Já não sou eleitora em Baião e, pela primeira vez, engrossei os números da abstenção. Em 47 anos de Democracia é a primeira vez que me demiti de exercer este direito. Somos circunstâncias e as minhas levaram-me a ponderar e achar ser inadequado fazer cerca de 800 Km (ida e volta) para exercer o direito de voto, ainda para mais, para votar em pessoas e projetos que desconhecia. Por isso, e só por isso, não votei.

No entanto, sendo o voto um direito que custou tanto a conquistar, parece-me, também, um dever, em nome da Democracia e em nome de quantos e quantas deram a vida pela conquista deste e doutros direitos. E interrogo-me sobre a elevada taxa de abstenção, os motivos que levam tantos cidadãos e tantas cidadãs a demitirem-se de participar. E preocupa-me muito esta demissão, como me preocupa a falta de debate político sério. Quando assisto a debates na Assembleia da República, aquela que é a casa da Democracia, coro de vergonha pelo desrespeito e a falta de decoro de grande parte dos deputados. A Política é uma atividade nobre, se vivida e praticada com nobreza.
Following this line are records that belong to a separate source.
PR #3318, opened 2022-03-01
chore(cli): change Ask/Validate roles for `pipeline delete`

huanjani:


internal/pkg/cli/pipeline_delete.go
```diff
@@ -63,42 +72,50 @@ func newDeletePipelineOpts(vars deletePipelineVars) (*deletePipelineOpts, error)
...
+	} else {
+		if err := o.askAppName(); err != nil {
+			return err
+		}
+	}
 	if o.name != "" {
 		if _, err := o.codepipeline.GetPipeline(o.name); err != nil {
 			return err
 		}
 	}
```
iamhopaul123, line 112: If name is not empty should we ask users to select from a list? or that's the next step after this PR

iamhopaul123 (approved):

internal/pkg/cli/pipeline_delete.go
```diff
@@ -63,42 +72,50 @@ func newDeletePipelineOpts(vars deletePipelineVars) (*deletePipelineOpts, error)
...
 		secretsmanager:     secretsmanager.New(defaultSess),
 		pipelineDeployer:   cloudformation.New(defaultSess),
 		ws:                 ws,
+		store:              ssmStore,
 	}
 
 	return opts, nil
 }
 
 // Validate returns an error if the flag values passed by the user are invalid.
```
efekarakus: nit: can we update the comment to say that `Validate` is for any optional fields?

efekarakus (approved):

internal/pkg/cli/pipeline_delete.go
huanjani: Yup, that's the next step. 👍🏼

Quando paro para refletir sobre esta realidade, este alheamento da política e da participação ativas, nas eleições e não só, parece-me que as razões são complexas. Desde logo, a falta de líderes credíveis, o descrédito na política partidária, a mediocridade, a corrupção, o compadrio, os interesses instalados e as dependências económicas e financeiras. E o medo. E os bufos que espeitam por todo o lado e que se sujeitam a papéis que fazem lembrar o tempo da “antiga senhora”. E o espírito de submissão. E a falta de palavra. E a pobreza. De espírito, de cultura e económica. E preocupa-me esta situação, pese embora o facto de estar no outono da vida.
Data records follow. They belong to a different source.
PR #3320, opened 2022-03-02
chore(cli): change Ask/Validate roles for `pipeline deploy`

huanjani:


internal/pkg/cli/pipeline_deploy.go
```diff
@@ -148,19 +150,34 @@ func newDeployPipelineOpts(vars deployPipelineVars) (*deployPipelineOpts, error)
...
+func (o *deployPipelineOpts) Ask() error {
+	if o.appName != "" {
+		if _, err := o.store.GetApplication(o.appName); err != nil {
+			return err
+		}
+	} else {
+		if err := o.askAppName(); err != nil {
+			return err
+		}
+	}
```
iamhopaul123: We shouldn't ask for the app name as the command has to be run within the workspace. Otherwise we won't be able to find the correct workspace. Please refer to https://github.com/aws/copilot-cli/pull/3317/files#diff-1e7f78366fc8d6eec3339ca563e5fcbe1226766d42a4d3a02b730d9fbd2cc5a7R174

huanjani: Yup, you're right! Fixing.

Lou1415926 (commented):
+1 to PH's otherwise LGTM!

internal/pkg/cli/interfaces.go
```diff
@@ -479,6 +484,7 @@ type pipelineEnvSelector interface {
 }
 
 type wsPipelineSelector interface {
+	appSelector
```
Lou1415926: Does `appSelector` still need to be part of this?

internal/pkg/term/selector/selector.go
```diff
@@ -178,6 +178,7 @@ type WorkspaceSelect struct {
 
 // PipelineSelect is a workspace pipeline selector.
 type PipelineSelect struct {
+	*Select
```
Lou1415926: Is this still needed in `PipelineSelect`?

Lou1415926 (approved):
LGTM :shipit:

internal/pkg/cli/pipeline_deploy.go
```diff
@@ -143,24 +144,44 @@ func newDeployPipelineOpts(vars deployPipelineVars) (*deployPipelineOpts, error)
...
+	// The passed-in app name value must be the same as the workspace app name, as we need to be in the correct workspace to read the pipeline manifest.
+	if o.appName != "" {
+		if o.appName != o.wsAppName {
+			return fmt.Errorf("cannot specify app %s because the workspace is already registered with app %s", o.appName, o.wsAppName)
+		}
+		// Validate the app name.
+		if _, err := o.store.GetApplication(o.appName); err != nil {
+			return fmt.Errorf("get application %s configuration: %w", o.appName, err)
 		}
```
iamhopaul123: Maybe validate the app probably when the flag is not set as well? In case the app specified within ws file doesn't have a SSM record

huanjani: Yeah, I thought about that. Then I considered that we haven't validated the result of `TryReadingAppName()` anywhere previously. But yes, in the spirit of improving erroring, I'll change it here.

iamhopaul123 (approved):

internal/pkg/cli/pipeline_deploy.go
```diff
@@ -143,24 +149,41 @@ func newDeployPipelineOpts(vars deployPipelineVars) (*deployPipelineOpts, error)
...
 
-// Validate returns an error if the flag values passed by the user are invalid.
+// Validate returns an error if the optional flag values passed by the user are invalid.
 func (o *deployPipelineOpts) Validate() error {
+	if o.wsAppName == "" {
+		return errNoAppInWorkspace
+	}
+	// The passed-in app name value must be the same as the workspace app name, as we need to be in the correct workspace to read the pipeline manifest.
+	if o.appName != "" && o.appName != o.wsAppName {
+			return fmt.Errorf("cannot specify app %s because the workspace is already registered with app %s", o.appName, o.wsAppName)
```
dannyrandall, line 165: nit: extra tab

internal/pkg/cli/pipeline_deploy.go
```diff
@@ -143,24 +149,41 @@ func newDeployPipelineOpts(vars deployPipelineVars) (*deployPipelineOpts, error)
...
+	}
+	// Validate the app name.
+	if _, err := o.store.GetApplication(o.wsAppName); err != nil {
+		return fmt.Errorf("get application %s configuration: %w", o.wsAppName, err)
+	}
+	return nil
+}
+
+// Ask prompts the user for any unprovided required fields and validates them.
+func (o *deployPipelineOpts) Ask() error {
```
dannyrandall, line 175: thoughts on this instead? just to remove [the nesting](https://github.com/golang/go/wiki/CodeReviewComments#indent-error-flow)
```
if o.name == "" {
	if err := o.askPipelineName(); err != nil {
		return err
	}

	return nil
}

return o.validatePipelineName()
```

huanjani: Yes! Normally that would be much lovelier, but in this case we want to avoid validating the pipeline name that came from the selector because the user was presented with only valid options.

dannyrandall: i think my suggestion does avoid validating the pipeline name that comes from the selector, although i just realized it could be simplified even more while still keeping the original logic:

```
if o.name == "" {
    return o.askPipelineName()
}

return o.validatePipelineName()
```

huanjani: Oh, sorry, right-- bc of the `return nil`. 

I'll also move the 'if' back to `validatePipelineName()`.

PR #1375, opened 2024-01-23
Remarks to commits in rebase sequence editor

laerreal:
When rebasing big enough branches (100+ commits), it's a challenge to
join related commits into groups and to move the groups.
This PR adds a feature into rebase sequence editor that allows to add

Parece-me que a minha geração tem muitas responsabilidades. Por um lado, criou “meninos de ouro”, príncipes, sem lhes passar as experiências vividas, medonhas em alguns casos. Crescemos muito rapidamente em termos económicos, mas a cultura não acompanhou este crescimento.

Além disso, não posso deixar de pensar que há razões bem mais profundas que nós fomos esquecendo de questionar e que nos conduziram aqui, nomeadamente a escola e o currículo escolar. Pergunto-me, por exemplo, quantas pessoas conhecem a Constituição da República Portuguesa? Ou quantas leram os escritores clássicos? Ou conhecem a Declaração Universal dos Direitos Humanos ou a Convenção dos Direitos da Criança? E sim, a iliteracia e a incultura são grandes. E isso não ajuda.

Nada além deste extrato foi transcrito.